Si la province de Cabo Delgado, riche en ressources naturelles, subit la violence depuis 2017, celle-ci s’est intensifiée en 2020. Ainsi, des villes jusque-là épargnées, où les déplacés venaient prendre refuge, sont désormais attaquées.

Fin mai, la ville de Macomia, où le CICR œuvre depuis un an à rétablir les services de santé et d’approvisionnement en eau, a été prise pour cible. La population de la ville a fui dans la brousse et plus au sud, dans des bateaux de fortune. Dans les affrontements, une maternité, remise en état par le CICR après le passage du cyclone Kenneth en 2019, a également été détruite.

Activités du CICR et problèmes humanitaires à Cabo Delgado

  • Les attaques qui ont récemment frappé Mocímboa da Praia sont le dernier exemple en date d’une tendance inquiétante, où l’on voit l’accès humanitaire se réduire à mesure que le conflit armé s’intensifie. Nous sommes extrêmement soucieux du bien-être des familles qui vivent dans la peur et qui n’ont pas accès aux secours humanitaires essentiels auxquels elles ont le droit, comme des soins de santé, un logement, des denrées alimentaires ou de l’eau potable.
  • L’attaque lancée contre la ville de Macomia a contraint le CICR à suspendre ses activités, déjà entravées depuis des mois par des ponts et des routes rendus impraticables par les inondations. Les travaux d’amélioration de l’approvisionnement en eau dans la ville n’ont par conséquent pas pu être achevés. Une maternité, remise en état après le passage du cyclone Kenneth et qui avait pu rouvrir en décembre 2019, a par ailleurs été détruite lors des affrontements.
  • Le CICR, en collaboration avec la Croix-Rouge du Mozambique, va renforcer les programmes à Cabo Delgado afin de répondre aux besoins humanitaires croissants liés au conflit armé. Les structures médicales, qui doivent prendre en charge davantage de personnes et traiter des blessures par arme, recevront davantage de matériel sanitaire et de fournitures médicales. Parallèlement, des infrastructures, comme les systèmes d’approvisionnement en eau, seront remises en état. Les volontaires de la Croix-Rouge du Mozambique continueront leur travail de sensibilisation aux maladies transmissibles.
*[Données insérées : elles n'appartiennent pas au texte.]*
PR #11764, opened 2021-08-18
feat: add options to test overload

caspervonb:
Generally you can't actually use the overloaded version of `Deno.test` because the need to specify permissions or any of the other options.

Le CICR et la Croix-Rouge du Mozambique prévoient également de distribuer des articles de secours tels que des nattes, des moustiquaires, des bâches et du savon aux familles déplacées durant l’année à venir, et de mettre à leur disposition de l’eau potable et des installations sanitaires.
  • Pour faire face à l’augmentation des cas de Covid-19 à Pemba, le CICR a contribué à la construction du Décimo Congresso, le plus grand centre de traitement du pays, en collaboration avec l’Organisation mondiale de la Santé, Médecins sans frontières et l’UNICEF. Cet établissement peut immédiatement accueillir 200 patients et a une capacité maximale de 400 patients.
  • Le CICR et la Croix-Rouge du Mozambique ont déjà organisé de nombreuses distributions d’articles de secours à l’intention des familles déplacées qui se sont réfugiées à Pemba. Cette année, nous avons distribué des ustensiles de cuisine, des bâches, des articles d’hygiène et d’autres biens essentiels à plus de 12 500 personnes, tout en respectant les règles de distanciation physique imposées par la pandémie de Covid-19. Nous avons aussi aidé 150 ménages particulièrement vulnérables à couvrir leurs dépenses grâce à des dons en espèces.